EDIT: I mean to use abstract interpretation iteratively to give hints to the optimizer engine where to transform. Of course this is still an eager algorithm but with global view. It would be interesting to see a comparison for the two approach.

taktoa commented 6 years ago

@csabahruska I'm not an expert on interaction networks, but from what I have read I suspect they are a good example of a referentially transparent IR that could be used in equality saturation. One correction to what I said earlier is that since you can have loops in the program expression graph, "algebrizing" the IR you want to optimize is a sufficient but not necessary condition for using equality saturation. It is however true that you can't quite have anything like variable binding; so you're limited to things like string diagrams and algebraic expressions.

I'm familiar with abstract interpretation, but I must confess that I'm not sure how you can get proofs of program equality from it; AFAIK the whole point of abstract interpretation over symbolic execution is that widening makes the analysis total at the cost of loss of precision.

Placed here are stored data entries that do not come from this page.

PR #744, opened 2025-03-12
Feat/481464  migrate on homepage

whitewaterdesign:
## Migrate v1 definition to v2 

When a user calls the v2 homepage (/library/v2-form/editor-v2/pages) on a v1 draft form -  a call is sent through to migrate the form to v2.  The page is then opened with the updated definition.

### DIFF
--- a/designer/server/src/routes/forms/editor-v2/pages.js
+++ b/designer/server/src/routes/forms/editor-v2/pages.js
@@ -1,5 +1,8 @@
+import { Engine } from '@defra/forms-model'
+
 import * as scopes from '~/src/common/constants/scopes.js'
 import { sessionNames } from '~/src/common/constants/session-names.js'
+import * as editor from '~/src/lib/editor.js'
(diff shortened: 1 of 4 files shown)


davidjamesstone (approved):

designer/server/src/routes/forms/editor-v2/pages.js
```diff
@@ -21,7 +24,13 @@ export default [
       const { slug } = params
 
       const metadata = await forms.get(slug, token)
-      const definition = await forms.getDraftFormDefinition(metadata.id, token)
+      const formId = metadata.id
+
+      let definition = await forms.getDraftFormDefinition(formId, token)
+
+      if (definition.engine === Engine.V1) {
+        definition = await editor.migrateDefinitionToV2(formId, token)
```
alexluckett, line 32: for the future, we'll likely want a confirmation dialog before doing this but for now as it's a relatively simple change we're ok.

alexluckett (approved):

PR #746, opened 2025-03-12
Populates name with randomId

jbarnsley10:
Populates name with randomId
Saves shortDescription to shortDescription

### DIFF
--- a/designer/server/src/models/forms/editor-v2/question-details.js
+++ b/designer/server/src/models/forms/editor-v2/question-details.js
@@ -20,10 +20,11 @@ function mapToQuestionDetails(question) {
     return {}
   }
   return {
+    name: question.name,
     question: question.title,
     hintText: question.hint,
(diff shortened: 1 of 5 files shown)


designer/server/src/models/forms/editor-v2/question-details.test.js
```diff
@@ -81,9 +82,41 @@ describe('editor-v2 - question details model', () => {
       expect(res.fields).toEqual({})
     })
   })
+
+  describe('mapToQuestionDetails', () => {
+    test('should map if question undefined', () => {
+      const res = mapToQuestionDetails(undefined)
+      expect(res).toEqual({
+        name: expect.anything(),
```
whitewaterdesign, line 90: you can do expect.any(String) here, it's slightly more clear.  I had problems trying to stub crypto.randomUUID - wondering if it's possible here?  Would make a stronger test.

PR #748, opened 2025-03-13
Feat/extending advanced settings

jbarnsley10:
Allows easier extensibility - at least as a next stage
Could be refined further in terms of implementing inheritance
I wasn't sure whether it was worth combining the field and field type into a single field type and passing that in the list of fields or whether to keep with just a model function to determine field type


designer/server/src/models/forms/editor-v2/question-details-advanced-settings.js
```diff
@@ -0,0 +1,137 @@
...
+  return fieldType
+}
+
+/**
+ * @param {string} fieldName
+ * @param {FormEditor} formValues
+ * @param { ErrorDetails | undefined } formErrors
+ */
+export function buildField(fieldName, formValues, formErrors) {
+  let field
```
whitewaterdesign, line 35: Not an issue, but you probably don't need to set field here, you could just return the field {...} on each branch of the switch...would save 7 lines.  Unless it's a pain with typing

whitewaterdesign (approved):
Looks good, a couple of possible refactors to reduce number of lines a bit, but not a deal breaker.

whitewaterdesign (changes requested):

Since the proof of program equality would have to throw away any results of abstract interpretation in which widening was used, it seems to me that symbolic execution is more relevant. If you had meant symbolic execution, then I'd like to point out that STOKE works by symbolically executing a sequence of instruction to produce a first-order formula, and then recursively enumerates instruction sequences until it finds the shortest sequence that has a first-order formula (under symbolic execution) equivalent to the original instruction sequence's formula (and this is checked with Z3).

EDIT: also worth noting is that there is a rich literature on compiling functional languages to "combinators", beyond the more recent stuff like interaction networks and Conal's work.

csabahruska commented 6 years ago

I've started to read Ross Tate's phd thesis. It seems that the E-PEG intermediate representation is the key thing to use equality saturation based optimization. It seems that equality saturation based optimization approach requires E-PEG to be used as the compiler's IR. But LHC's IR is based on GRIN. Would not this change require a complete rewrite?

taktoa commented 6 years ago

No, you can just convert GRIN to a PEG, then convert back. Equality saturation can be a compiler pass (though ideally it should be the only compiler pass, otherwise it's kind of defeating the purpose).

csabahruska commented 6 years ago

I thought that E-PEG + the heuristic replaces the whole optimisation framework. If PEG is a compiler pass which does all the optimizations what would the other passes do?

lemmih commented 6 years ago

I'm actually more interested in using equality saturation with Core rather than GRIN. Although it is applicable to both languages, Core should be way easier to convert to a PEG and the potential benefits seem greater.

taktoa commented 6 years ago

@csabahruska

If PEG is a compiler pass which does all the optimizations what would the other passes do?

(though ideally it should be the only compiler pass, otherwise it's kind of defeating the purpose)

@Lemmih

Core definitely seems more applicable to eqsat; agreed.

lemmih commented 6 years ago

How far along is your Haskell implementation? Are there examples I can play around with?

taktoa commented 6 years ago

It still needs quite a bit of work, but the hard part (for me at least) is over; I now completely understand the algorithm and what needs to be implemented.

taktoa commented 6 years ago

If I were you I'd just work on the Core -> PEG and PEG -> Core conversions. Take a look at the EqSat.Term module; I haven't pinned down the PEG type yet but there will definitely be interconversions with GTerm.

lemmih commented 6 years ago

Hi @taktoa. Hope finals went well. Can you tell me more about your eqsat library? What are your plans and time horizon for the project?

taktoa commented 6 years ago

I'd say that I plan to hack on eqsat at least over the next 2 months while I'm travelling in Europe, and probably after that as well. My intention is to implement most of the features described in the thesis.